The Prisoner's Dilemma

Assign a red light a value of 0, a green light a value of 1, and a yellow light a value of 2. Now consider the sum of the values of all of the lights in arithmetic modulo 3. Under this assignment, pushing any button increases the value of exactly three lights by 1 mod 3 (since $2+1\equiv 0$ mod 3), and therefore does not change the sum of the values mod 3 at all. Since all red has a total value of 0 mod 3 and all green has a total value of 13 $\equiv 1$ mod 3, the puzzle cannot be solved.
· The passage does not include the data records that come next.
PR #4019, opened 2025-09-16
feat: Support Commit API on GQL Subscriptions

### LINKED ISSUE #3986: Improve error handling for invalid subscriptions received over SSE
Currently, if you make an SSE subscription attempt to a DefraDB node, but use a subscription that's malformed (or just not supported, such as `subscription { Commit { .. } }` (`Commit` subscriptions not currently supported!), this causes DefraDB to skip the subscription and return a `200` with a GraphQL-style errors payload like:

```json
{
  "errors": [
    {
      "message": "Cannot query field \"commits\" on type \"Subscription\"."
    }
  ],
  "data": null
}
```

This is mostly because the SSE and GraphQL endpoints are overloaded on the same URL path.

However, this type of error reporting is [not according to the SSE standard](https://github.com/graphql/graphql-over-http/blob/main/rfcs/GraphQLOverSSE.md). Currently, the GraphQL-style errors body is likely just ignored/swallowed by SSE clients (like [Node.js GraphQL-SSE](https://the-guild.dev/graphql/sse)).

Per @jsimnz, instead, the DefraDB node should establish/upgrade the SSE stream, and report the error(s) via a "next" event (and then kill the stream, since it's fatal). That's how SSE client libraries will expect to be notified, and thus allow developers to detect an error.

Per @fredcarle, DefraDB can detect that the request is for SSE by inspecting the `Accept` header for `text/event-stream`.

@jsimnz suggested this simplified pseudo-code for the fix:

```
if request.headers.accept == "text/event-stream" {
  upgradeToSSE()
  result := db.ExecRequest(request.body)
  if result.errors != nil {
    respondSSE(result)
  }

  for data := range result.subscription {
    respondSSE(data)
  }
}

result := db.ExecRequest(request.body)
respond(result)
```

### LINKED ISSUE #4017: Infinite loop on bad commit `fieldName` filter
**Describe the problem**
If you create a `commits` query with a `fieldName` argument that either
A) Doesn't exist
B) If used in conjunction with a `cid` argument that doesn't match the `fieldName`
C) Other?

Then it creates an infinite loop of `Next()` calls on the `dagScanNode`

**To Reproduce**
```graphql
query {
  commits(fieldName: "BAD_NAME") {
    cid
  }
}
```

### LINKED ISSUE #4018: Support `commits` API on subscription
Add the ability to subscribe to `commits` stream.

```graphql
subscription {
  commits {
    cid
    docID
  }
}
```

jsimnz:
## Relevant issue(s)

Resolves #4018 
Resolves #3986
Resolves #4017

## Description

Primarily adds support for the commit API on GQL subscriptions. Additionally it fixes a bug in how we were reporting certain kind of GQL validation errors to SSE clients. Lastly, it fixes a bug in the `dagScanNode` planner that resulted in an infinite loop if you requested a bad field on a `commits` query. 

Additionally, not marked as a "resolved" issue as I felt it wasn't necessary, fixed the "Dead Code" issue referenced [here](https://github.com/sourcenetwork/defradb/pull/4004#discussion_r2351488606).

For the actual implementation, I made the conscious choice to only emit a ***single*** event for a mutation operation (create/update) instead of one for each individual commit block that is generated (which is N+1, where N is the number of fields mutated). This simplifies and streamlines the commit subscription, and you can use the `links` in the `_version` field to access the corresponding commit blocks anyway. It does however limit the ability to subscribe to an individual fields updates, and instead can only subscribe to the document.

Another important note that I would like feedback on... For the Subscription schema, I am reusing the existing `commits` type from the Query schema (this is also how the user-defined types work as well, single type on both the Query and Subscription). This leads to an odd behavior in both the commits API and the collection subscription... There are some arguments that don't do anything in *some* contexts. Most notable, as referenced above we can't subscribe on individual fields, but the `fieldName` argument is still there, its just silently ignored. I would like to deal with this out of scope, as some solution might also affect how the collection subscription stuff works.

Lastly, in the `handler_store.go:execSSESubscription()` function theres some errors that are silently ignored, should we add some error logging here? There wasn't any before, and my refactor there was a "plain text refactor".

PS. Open to more suggestions for tests that can be added to the commit subscription suite.

## Tasks

## How has this been tested?
Manually, updated integration suite.

- Ubuntu (WSL2)


internal/request/graphql/schema/schema.go
```diff
@@ -77,15 +66,23 @@ func defaultMutationType() *gql.Object {
...
+func defaultSubscriptionType(fields ...*gql.Field) *gql.Object {
+	return defaultOperationType("Subscription", fields...)
+}
+
+func defaultOperationType(name string, fields ...*gql.Field) *gql.Object {
+	fieldsCfg := make(gql.Fields, len(fields)+1)
+	for _, field := range fields {
+		fieldsCfg[field.Name] = field
+	}
+	fieldsCfg["_"] = &gql.Field{
```
jsimnz: question(all): We don't actually need these `_` query placeholders anymore, they are a very old artifact of how the GQL library works, but its no longer necessary, for either Subscription or Query.

tests/integration/query/commits/branchables/cid_doc_id_test.go
```diff
@@ -49,7 +49,7 @@ func TestQueryCommitsBranchables_WithCidAndDocIDParam(t *testing.T) {
 				Results: map[string]any{
 					"commits": []map[string]any{},
 				},
-				ExpectedError: "cid does not belong to document",
+				// ExpectedError: "cid does not belong to document",
```
jsimnz: question(all): To make the commit subscription work properly with `docID` filters, this behavior needed to change. Happy to discuss, but I don't think theres much we can do here. It also feels appropriate to simply not return any results if the `cid` filter doesn't match the `docID` filter, instead of an error.

http/handler_store.go
```diff
@@ -240,61 +242,80 @@ type GraphQLRequest struct {
...
 
-	case req.Body != nil:
-		if err := requestJSON(req, &request); err != nil {
-			responseJSON(rw, http.StatusBadRequest, errorResponse{err})
-			return
-		}
-	default:
-		responseJSON(rw, http.StatusBadRequest, errorResponse{ErrMissingRequest})
+	// if at this point the we get a subscription query, it isn't using
+	// the correct accpet headers, and we error
```
islamaliev: typo: "accpet"

http/handler_store.go
```diff
@@ -326,19 +339,70 @@ func (h *storeHandler) ExecRequest(rw http.ResponseWriter, req *http.Request) {
...
+
+		request.Query = req.URL.Query().Get("query")
+
+		request.OperationName = req.URL.Query().Get("operationName")
+
+		variablesFromQuery := req.URL.Query().Get("variables")
+		if variablesFromQuery != "" {
+			var variables map[string]any
+			if err := json.Unmarshal([]byte(variablesFromQuery), &variables); err != nil {
+				// responseJSON(rw, http.StatusBadRequest, errorResponse{err})
```
islamaliev: todo: remove commented out code

internal/planner/commit.go
```diff
@@ -267,7 +275,7 @@ func (n *dagScanNode) Next() (bool, error) {
 		len(n.visitedNodes) == 0 &&
 		n.commitSelect.DocID.HasValue() &&
 		currentDocID != n.commitSelect.DocID.Value() {
-		return false, ErrIncorrectCIDForDocId
+		return false, nil // ErrIncorrectCIDForDocId
```
islamaliev: todo: remove commented out code

internal/planner/commit.go
```diff
@@ -236,6 +237,13 @@ func (n *dagScanNode) Next() (bool, error) {
 	}
 
 	if n.commitSelect.FieldName.HasValue() {
+		// early catch for CID based filtering
+		// since we are only concerned about this one CID lookup
+		if n.commitSelect.Cid.HasValue() &&
+			n.commitSelect.FieldName.Value() != dagBlock.Delta.GetFieldName() {
+			return false, nil
+		}
```
islamaliev, line 245: question: the same check `n.commitSelect.FieldName.Value() != dagBlock.Delta.GetFieldName()` is also done 10 lines below, but it will call `return n.Next()`. Is it intentional? Why different handling in presence of CID?

internal/request/graphql/parser/subscription.go
```diff
@@ -42,7 +42,14 @@ func parseSubscriptionOperationDefinition(
 // parseSubscription parses a typed subscription field
 // which includes sub fields, and may include
 // filters, IDs, etc.
-func parseSubscription(exe *gql.ExecutionContext, field *ast.Field) (*request.ObjectSubscription, error) {
+func parseSubscription(exe *gql.ExecutionContext, field *ast.Field) (request.Selection, error) {
+	if field.Name.Value == "commits" {
```
islamaliev, line 46: nitpick: I think we should have somewhere a const for this value. Would be better to use it

internal/request/graphql/schema/schema.go
```diff
@@ -38,31 +40,18 @@ func defaultSchema() (gql.Schema, error) {
...
 		Mutation:     defaultMutationType(),
 		Directives:   defaultDirectivesType(crdtEnum, explainEnum, orderEnum, indexFieldInput),
-		Subscription: defaultSubscriptionType(),
+		Subscription: defaultSubscriptionType(queryCommits),
 	})
+
+	return sch, err
 }
 
 // @todo: Use a better default Query type
```
islamaliev: question: is this todo still up-to-date?

tests/integration/query/commits/with_field_test.go
```diff
@@ -139,3 +139,88 @@ func TestQueryCommitsWithCompositeFieldIdWithReturnedSchemaVersionID(t *testing.
...
+					},
+				},
+			},
+		},
+	}
+
+	testUtils.ExecuteTestCase(t, test)
+}
+
+func TestQueryCommitsWithWrongFieldAndCID(t *testing.T) {
```
islamaliev: suggestion: the tests' names don't follow our agreed-upon style `<prefix>_<condition>_<expectation>`
This one for example can be named `TestQueryCommits_WithWrongFieldAndCID_ReturnEmptyList`

tests/integration/query/commits/with_field_test.go
```diff
@@ -139,3 +139,88 @@ func TestQueryCommitsWithCompositeFieldIdWithReturnedSchemaVersionID(t *testing.
...
+			},
+			testUtils.Request{
+				Request: `query {
+						commits (fieldName: "NOT_A_FIELD", cid: "bafyreiae763hq5srsefplqrehpsuyieuwmbvblgzdma7srss522yciumhu") {
+							cid
+						}
+					}`,
+				Results: map[string]any{
+					"commits": []map[string]any{},
+				},
```
islamaliev, line 220: suggestion: I squint a bit when I see this. It's might be okay to show empty result if there is no document that matches given field and cid, but I would say for explicitly invalid input we should show an error.

tests/integration/subscription/with_commit_test.go
```diff
@@ -0,0 +1,244 @@
...
+							{
+								"cid": "bafyreihsducixg7n6wdbqoyjao4pecsalt4zjx2ybyncizqhq2ci46gyoa",
+							},
+						},
+					},
+				},
+			},
+			testUtils.Request{
+				Request: `mutation {
+					create_User(input: {name: "John", age: 27, points: 42.1, verified: true}) {
```
islamaliev: question: why didn't you use `testUtils.CreateDoc`?

tests/integration/subscription/with_commit_test.go
```diff
@@ -0,0 +1,244 @@
...
+				},
+			},
+		},
+	}
+
+	execute(t, test)
+}
+
+func TestCommitSubscriptionWithDocFilterAndMultipleMutations(t *testing.T) {
+	// create1Links := testUtils.NewSameValue()
```
islamaliev: todo: remove commented out code

tests/integration/subscription/with_commit_test.go
```diff
@@ -0,0 +1,244 @@
...
+	execute(t, test)
+}
+
+func TestCommitSubscriptionLinksWithCreateMutations(t *testing.T) {
+	create1Links := testUtils.NewSameValue()
+	create2Links := testUtils.NewSameValue()
+
+	test := testUtils.TestCase{
+		Actions: []any{
+			testUtils.SubscriptionRequest{
```
islamaliev, line 75: thought: I wonder if we want and/or makes sense to have a test action with long-running subscription, so that instead of testing immediate result we can test updates on subscription.

The test framework can close subscription after all test actions are executed and assert that all expected docs are received.

fredcarle: Isn't that exactly what this current Subscription test action is doing?

AndrewSisley: yes

http/handler_store.go
```diff
@@ -326,19 +339,70 @@ func (h *storeHandler) ExecRequest(rw http.ResponseWriter, req *http.Request) {
...
+	}
+	_, err = fmt.Fprintf(rw, "data: %s\n\n", data)
+	if err != nil {
+		return err
+	}
+	flusher.Flush()
+	return nil
+}
+
+func extractGraphQLRequest(rw http.ResponseWriter, req *http.Request) (GraphQLRequest, []client.RequestOption, error) {
```
fredcarle: todo: We should remove the response writer param as it's not needed in the function.

http/handler_store.go
```diff
@@ -240,61 +242,80 @@ type GraphQLRequest struct {
...
+			return
+		}
+
+		err = emitSSENextEvent(rw, flusher, string(data))
+		if err != nil {
+			return
+		}
+
+		_ = emitSSECompleteEvent(rw, flusher)
+		return
```
fredcarle, line 319: suggestion: The marshalling error shouldn't be silently ignored. I think it should be returned to the caller. It should never happen because the gql result is controlled by us but if for some odd reason it did, the caller should know about it. 

As for the other two ignored errors in this block, I think it's correct to ignore them since an error there would have to be related to the connection/responseWriter which we can't really do anything about. Same for the ones in the select block.

http/handler_store.go
fredcarle, line 1: todo: The CI is failing for the HTTP and CLI clients because the Accept header is not set. This means the subscription code in the graphql handler is never tiggered. Please add the header in the `client.ExecRequest` method after `c.http.setDefaultHeaders(req)`.
```go
// This works but you might find a better way to do this.
if strings.HasPrefix(strings.ToLower(strings.TrimSpace(query)), "subscription") {
	req.Header.Set("Accept", sseAcceptHeader)
}
```

tests/integration/query/commits/branchables/cid_doc_id_test.go
fredcarle: This is a degradation of DX in my opinion. We should probably explore a better solution.

internal/request/graphql/schema/schema.go
fredcarle: Might as well remove it then.

tests/integration/subscription/with_commit_test.go
islamaliev: I didn't check the implementation. Just assumed it didn't. Good to know.

fredcarle (dismissed):
I've changed my mind on limiting the comits subscription to only the composite. The reason is that we have a fieldName filter for this and if users want all commits to be returned then we shouldn't artificially prevent it.

http/handler_store.go
jsimnz: Without fully parsing the entire GraphQL query (or at least part of it if that is an option), there isn't a reliable way to determine if the operation type is a subscription.

Examples:
```graphql
# Hello World
subscription
{
    User...
}
```

This is a valid potential query, the comment at the beginning and the brackets on a new line make this very hard to determine operation type with basic string operations.

But fully parsing the entire string feels needlessly expensive :/. Ive added a naive solution but it will fail in the above example.

http/handler_store.go
jsimnz: > The marshalling error shouldn't be silently ignored. I think it should be returned to the caller.

This is a cyclic problem though, no? The marshal code is for the errors, if there is error when marshaling the error, we need to create another error, and marshal it to a string to send it to the user, which might have an error...

Unless I've misunderstood what your suggesting. Alternatively we could craft a JSON value by hand to return to the user without marshaling.

internal/planner/commit.go
jsimnz: If there is a user defined CID, then the `dagScanNode` is only ever concerned with the one block, which we then check if there is a user defined field name and early exit if it doesn't match.

The check 10 lines below is checking if *this particular loop of the planNode* and its CID have a matching field, if it doesn't it continues on trying to find the next potential CID with the matching field.

internal/request/graphql/parser/subscription.go
jsimnz: I think theres a bunch of places the parser code can use consts (take a look at `graphql/schema/types/commits.go`). I'd rather do that all together seperately.

internal/request/graphql/schema/schema.go
jsimnz: Nope :)

tests/integration/query/commits/branchables/cid_doc_id_test.go
jsimnz: I don't believe this is a degredation of DX, but actually adhering to what the query is trying todo. But, this entirely depends on how we (and our users) treat the non `filter` args that act as another filter. 

Eg should `User(docID: "...")` be semantically (external not internal) different from `User(filter: {docID: { _eq: "..."}})` other than being more convenient/syntactic surgar?

If the answer is Yes, they are different, then you are right and this change should be addressed.
If the answer is No, they are the same, then this new behavior is more accurate.

tests/integration/query/commits/with_field_test.go
jsimnz: Ahh, great catch! This was originally copied from a relatively old test that uses this older format. Theres an uncountable number of those, but new test should certainly use the agreed upon format.

tests/integration/query/commits/with_field_test.go
jsimnz: I agree, it should be part of the input validation. There is a *lot* of places we need semantic validation on top of the GQL syntactic validation. 

This particular PR doesn't change this behavior, just tests/documents it for the first time. Therefore I'd prefer to fix this in a followup PR.

tests/integration/subscription/with_commit_test.go
jsimnz: No particular reason, was writting a bunch of these all over, and frequently copying/pasting from the playground as I manually tested. Is this a nitpick or a suggestion to change it?

http/client.go
```diff
@@ -337,19 +337,23 @@ func (c *Client) ExecRequest(
...
+	err = c.http.setDefaultHeaders(req)
 	if err != nil {
 		result.GQL.Errors = append(result.GQL.Errors, err)
 		return result
 	}
 
+	if strings.Contains(query, "subscription {") {
+		req.Header.Set("Accept", sseAcceptHeader)
+	}
+
```
fredcarle: suggestion: if you want it to be more robust without reading the whole thing.
```go
iter := strings.Lines(query)
for line := range iter {
	trimmedLine := strings.TrimSpace(line)
	if strings.HasPrefix(trimmedLine, "#") {
		// we skip the comment lines
		continue
	}
	if strings.HasPrefix(trimmedLine, "subscription") {
		req.Header.Set("Accept", sseAcceptHeader)
		break
	}
}
```

jsimnz: The annoying part is that GQL supports "Description" strings that precede operations. So need to apply a quick scan to handle a single line and multi line block string description 🥲

getify: could this provide a false match if the "subscription {" shows up in a comment or description string?

AndrewSisley: We got rid of this hack from planner, and I don't think performance is too great a concern here.  We can remove this re-introduction of the hack by using the gql ast lib (will probably be more expensive computationally).

It will be slightly more dev-effort to do so, so if John is really pushed for time and if this PR is urgent, we can probably clean it up later, before v1.

getify: it seems exactly the sort of corner-cutting that we could do now and very likely get bitten by later. it might be worth that to move forward, but... I suspect that we'll be back here at some point.

I know I *often* comment things out -- though maybe not inside of graphql snippets, but... possibly!? -- and expect they get ignored while I'm testing other things, so I can certainly see myself having accidentally commented out a `subscribe{ .. }` that wasn't working and trying some other `query { .. }` temporarily. ;-)

jsimnz: Ive opted to write a very quick linear scan 0 allocation GQL parser (it's a stretch to call it a parser tbh) that adheres to the full gql spec, and pulls out the operation name, accounting for edge cases.

I'll push this up momentarily. The original solution was always temp to this PR, I just didn't know how deep I wanted/needed to go for this.

jsimnz: > Never spend millions of dollars and years of development making an advanced pen that can write in space, when you could've used a pencil.

:sweat_smile:
After attempting to get my "parser" to accept all my unit tests AND not be a mess of hard to read spaghetti... I opted for a simple solution. User provided context.

Happy to discuss, but it works, its easy, and its replaceable in the future.

tests/integration/subscription/with_commit_test.go
islamaliev: it's a question :) but now that you asked I would be leaning toward suggestion. The reason is that we usually use `CreateDoc` and using mutation request explicitly makes the reader feel that there is something special about GQL requests which is incorrect.

http/client.go
getify: for my learning processes, can you elaborate a bit as to what "user provided context" means here?

tests/integration/query/commits/branchables/cid_doc_id_test.go
jsimnz: Follow up from team discussion: I will keep the error as is, and on the subscription handler, we'll do a error introspection and filter out this kind of error so it doesn't bleed into the user subscription unintentionally.

http/client.go
jsimnz: > for my learning processes, can you elaborate a bit as to what "user provided context" means here?

The user provides a bool that indicates if its a subscription or not, using the `GQLOptions` parameter.

But, this is moot. We discussed on the DB call, and decided that we can just send both accept headers `json` and `event-stream`, then leave it up to the server to upgrade the connection or not. 

In a follow up PR, we will add a dedicated `ExecSubscription` method to the client API to properly segment/inform the semantic differences between a subscription vs non-subscription request.

jsimnz:
> I've changed my mind on limiting the comits subscription to only the composite. The reason is that we have a fieldName filter for this and if users want all commits to be returned then we shouldn't artificially prevent it.

Follow up from DB call. We'll leave it as is in this PR (only one composite event per doc mutation), and discuss with the team on ways to rework the `commits` API to accept more nuanced combination of docIDs, CIDs, and fieldNames.

http/client.go
jsimnz: Changed my mind *again*. To gurantee correctness and "simplicty" the client is going to parse the query and determine the operation type.

I added some benchmarks to determine the perf implications, and its negligable.

http/handler_store.go
fredcarle: Fair point. I wonder if there is some merit to returning a 500 status in that case. Maybe a conversation for the DX team.

tests/integration/subscription/subscription_test.go
```diff
@@ -15,10 +15,14 @@ import (
 
 	"github.com/sourcenetwork/defradb/tests/action"
 	testUtils "github.com/sourcenetwork/defradb/tests/integration"
+	"github.com/sourcenetwork/defradb/tests/state"
+	"github.com/sourcenetwork/immutable"
 )
 
 func TestSubscriptionWithCreateMutations(t *testing.T) {
 	test := testUtils.TestCase{
+		SupportedClientTypes: immutable.Some(
```
fredcarle: question: Any reason why you're limiting the supported client types? It seems to works fine locally with the go client.

fredcarle (commented):
LGTM. Just one question that might require a change.

tests/integration/subscription/subscription_test.go
jsimnz: Great catch, this is a debug artifact from early in the PR. Forgot about it, thanks

client/request/commit.go
```diff
@@ -60,3 +62,20 @@ func (c CommitSelect) ToSelect() *Select {
 		ChildSelect: c.ChildSelect,
 	}
 }
+
+// Implements the subscriptionSelector interface in internal/db/subscriptions.go
+// We can safely ignore the first parameter (docID) for now
+// since its always copied from the original subscription request
+func (c CommitSelect) ToSubscriptionSelect(_, cid string) Selection {
```
shahzadlone: nitpick: I want to enable a linter that catches typos and wrong (non-matching) function names as first word somewhere in the nesr future, so in that spirit leaving this nitpick

```suggestion
// ToSubscriptionSelect implements the subscriptionSelector interface in internal/db/subscriptions.go
// We can safely ignore the first parameter (docID) for now
// since its always copied from the original subscription request
func (c CommitSelect) ToSubscriptionSelect(_, cid string) Selection {
```

internal/planner/commit.go
```diff
@@ -435,6 +443,8 @@ func (n *dagScanNode) dagBlockToNodeDoc(block *coreblock.Block) (core.Doc, error
 	return commit, nil
 }
 
+// pre-condition: the signature needs to have been requested in the query selection
```
shahzadlone, line 448: Nitpick: similar to other comment

tests/integration/mutation/delete/simple_test.go
```diff
@@ -55,7 +55,7 @@ func TestMutationDeletion_WithoutSubSelectionFields(t *testing.T) {
 
 					}
 				}`,
-				ExpectedError: "Syntax Error GraphQL request (2:17) Unexpected empty IN {}",
```
shahzadlone, line 58: Question: What happened here?

tests/integration/net/simple/peer/with_create_test.go
```diff
@@ -314,7 +314,7 @@ func TestP2PCreate_WithP2PCollectionAndSubscription_ShouldSucceed(t *testing.T)
 				},
 			},
 			testUtils.CreateDoc{
-				NodeID: immutable.Some(0),
+				NodeID: immutable.Some(1),
```
shahzadlone: Question: what was the reason for this change?

shahzadlone (approved):
Just some non-blocking nitpicks and questions.

LGTM

tests/integration/mutation/delete/simple_test.go
jsimnz: It was behaving weird, if I left the `request (2:17)` in it would fail on some tests matrix but pass others. Basically, some of the tests were including the `request` substring, and others weren't. I dont know why its acting up, but it doesn't semantically change anything. The `(2:17) Unexpected empty IN {}` is still there though.

tests/integration/net/simple/peer/with_create_test.go
jsimnz: Debug artifact, reverted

In fact, this condition on the sum of the values of the lights is the only obstruction to solving the puzzle. Note that for any given light $L$, pushing the button four positions clockwise from it, then the one three positions clockwise, then three positions counterclockwise, and finally four positions counterclockwise results in light $L$ staying the same and all twelve other lights advancing one color.

Extending this idea, start from any light $S$. Find the first light clockwise from $S$ that does not match $S$, call it $L$, and execute the above maneuver once or twice as needed so that now all lights from $S$ to $L$, inclusive, are the same color (since all of the lights from $S$ up to but not including $L$ change in unison, but $L$ stays the same).

By repeating the strategy of the previous paragraph, you can make all of the lights the same color. But if the initial position had a total value of 1 mod 3, the monochrome position reached must be all green, because that is the only monochrome position with a total value of 1 mod 3.